#### EXERCISE INSTRUCTIONS
Filter the records, keeping every line that has the string "just".
•••
PR #594, opened 2022-12-01
Add net7.0, remove netcoreapp3.1 and netstandard2.0

### LINKED ISSUE #592: Cannot run Microsoft.dotnet-httprepl 6.0.0 with dotnet 7.0 (at Ubuntu 22.04)
Microsoft.dotnet-httprepl 6.0.0 does work with dotnet 6.0 as so far, but it seems not compatible with dotnet 7.0.
Here is detail message:

You must install or update .NET to run this application.

App: /home/ubuntu/.dotnet/tools/httprepl
Architecture: x64
Framework: 'Microsoft.NETCore.App', version '6.0.0' (x64)
.NET location: /usr/share/dotnet

The following frameworks were found:
  7.0.0 at [/usr/share/dotnet/shared/Microsoft.NETCore.App]

Learn about framework resolution:
https://aka.ms/dotnet/app-launch-failed

How should I fix this issue, I really need httprepl for our production now.
Thanks in advance !

tlmii:
.NET 7 has been released and .NET Core 3.1 goes out of support in less than 2 weeks. So here is a PR to take care of both of those things.

Since we're dropping .NET Core 3.1 support, we'll also move the usage of .NET Standard 2.0 to .NET 6. That will eventually enable us to take advantage of some things that .NET Standard prevented us from doing. For now, the only additional changes are to address analyzers after the update. That includes bringing DockerContainerDetectorForTelemetry up to date with what's in the SDK itself. 

In keeping with past .NET releases, we're also bumping the version of the tool to 7.0

Resolves #592


src/Microsoft.HttpRepl.Telemetry/DockerContainerDetectorForTelemetry.cs
```diff
@@ -1,51 +1,67 @@
...
-                        : IsDockerContainerResult.False;
-                case Platform.Unknown:
-                    return IsDockerContainerResult.Unknown;
-                case Platform.Darwin:
-                default:
-                    return IsDockerContainerResult.False;
+                }
+                catch (SecurityException)
+                {
+                    return HttpRepl.Telemetry.IsDockerContainer.Unknown;
```
jimmylewis, line 30: nit: inconsistent style here (catch and return Unknown) vs the IsLinux() branch (catch and fall out to the default) for basically the same structure.

jimmylewis (approved):

PR #610, opened 2023-03-01
Update version to 7.1

tlmii:


jimmylewis:
Just curious, is there a reason for this bump?  Or is it just maintaining alignment with something else?

tlmii:
> Just curious, is there a reason for this bump? Or is it just maintaining alignment with something else?

Going to finally take the `set query-param` PR, and since that's a new command, it seemed necessary to bump it.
•••
#### WRITTEN SOLUTION
Just curious, is there a reason for this bump?  Or is it just maintaining alignment with something else?
> Just curious, is there a reason for this bump? Or is it just maintaining alignment with something else?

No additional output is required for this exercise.